今日他对布木布泰不客气只是因为他确实有些生气和冲动了,但是到了此刻他却不敢不给吴克善这个面子。
“唉!对了;我这边有上好的膏药。等会我就找人给安统领送过去;明日起大家就都一切出发了,安统领这伤疤我可是见一次便愧疚一次啊,真的希望能尽快好呢!”
自嘲了一笑,轻轻的摸了一下脸上的伤疤安德海轻笑着,便谢过了吴克善。
见安德海没有拒绝吴克善的心情立即大好,科尔沁如今虽然不比从前了。但是它在外人眼里,尤其在各个蒙古部落之间却意义非凡。
作为大汗的第一个选择联姻收服的部落,如今大汗对科尔沁的态度,几乎就是大汗对整个蒙古族族众的态度的表率。所以不管怎么样只要他吴克善不做犯上忤逆之举,便可能一辈子都将受到大金的礼遇。
但是今日小玉儿的那个口谕,他却不能不在意。还有现在被大汗特意宣召过去的阿木儿以及受伤的大金大阿哥。所有的一切都逼的他不得不亲自跑一趟,看样子于公于私这趟他都免不了了。
。。。。。
布木布泰一直都在等自己的哥哥,从会场上下来她便立即去自己额吉和阿布的陵墓前了。
拖着疲惫的身子,布木布泰在整整跪了三个时辰后。这才在周围侍女的劝解下,回了自己的帐篷。
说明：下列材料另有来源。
PR #893, opened 2022-09-15
build: add items to .npmignore

jjangga0214:
Currently unnecessary files and directories are included in the published package.


ljharb (changes requested):
These are all intentionally included; `npm explore foo && npm install && npm test` should always work.

We could exclude CONTRIBUTING.md, and .github/workflows, i suppose

ljharb (approved):
I've replaced this with a commit that adds automatic `npmignore` generation, and removes the few extra files we can get away with.

PR #837, opened 2022-02-28
[Docs] Add infrastructure for auto-generating markdown table and list

uncommon-type:
## Description

This PR adds infrastructure to keep a11y rules in the `/rules` folder in sync with the `README` markdown content. It generates markdown list and table programmatically and makes sure their contents are kept up-to-date.

## Related Issue

Closes #836  

## Acceptance Criteria

- [x] The following has been added as a project dependency: `markdown-magic`
- [x] `README` list and table are generated programmatically
- [x] `README` list and table are kept in sync with a11y rules in the /rules folder. Every time a new a11y rule is added to /rules folder , `README` list and table contents are refreshed programmatically 

## Type of Changes

|     | Type                       |
| --- | -------------------------- |
|    | :bug: Bug fix              |
|    | :sparkles: New feature     |
|    | :hammer: Refactoring       |
|    | :100: Add tests            |
|  ✓  | :link: Update dependencies |
|  ✓  | :scroll: Docs              |

## Testing Steps / QA Criteria
* From your terminal, pull down this branch
* `npm install` to install project dependencies 
* Delete the contents of the `README` table and list but keep in place the `AUTO-GENERATED-CONTENT` markers telling `markdown-magic` to generate table and list contents
* Then `npm generate-list-of-rules` to auto-generate the table and list contents
* Add a new a11y rule to the /rules folder , run `npm generate-list-of-rules` to refresh the table and list contents

PR #901, opened 2022-10-27
Automate docs with eslint-doc-generator

### LINKED ISSUE #903: Repo tooling: add testing to ensure each rule has a corresponding .md
Following the thread from https://github.com/jsx-eslint/eslint-plugin-jsx-a11y/pull/833#issuecomment-1292935945: it'd be great to have testing make sure each rule is documented. In typescript-eslint we make sure rule docs exist at a certain path and follow a certain format ([typescript-eslint > `docs.test.ts`](https://github.com/typescript-eslint/typescript-eslint/blob/344322add846d03c6c9981e486b09e6ba1196555/packages/eslint-plugin/tests/docs.test.ts)).

I'm up for contributing this if you'd like it!

bmish:
I built this CLI tool [eslint-doc-generator](https://github.com/bmish/eslint-doc-generator) for automating the generation of the README rules list and rule doc title/notices for ESLint plugins. It follows common documentation conventions from this and other top ESLint plugins and will help us standardize documentation across ESLint plugins (and generally improve the usability of our custom rules through better documentation and streamline the process of adding new rules).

她的帐篷还是干干净净,大到放在边上的柜子小到放在梳妆台上的发簪。所有的东西都没有变,仿佛她不是一个已经嫁出去好几年的福晋,而是一个待字闺中无忧无虑的小格格。
挥手让所有的下人都退下后,布木布泰慢慢的站了起来。
站在帐篷中央的羊毛地毯上,一点一点转动着身子看着周围的一切。
当双手一点一点的摸过雕花的书桌,划过后面的书架。到达装满珍珠玛瑙的梳妆匣子时,布木布泰不知不觉的变了脸色。
不知在屋里站了多久,当身边的侍女来禀报。说族长还在跟使臣喝酒可能不会过来后。布木布泰都不记得她是怎么一脸冷静详装无事的挥退那个侍女的。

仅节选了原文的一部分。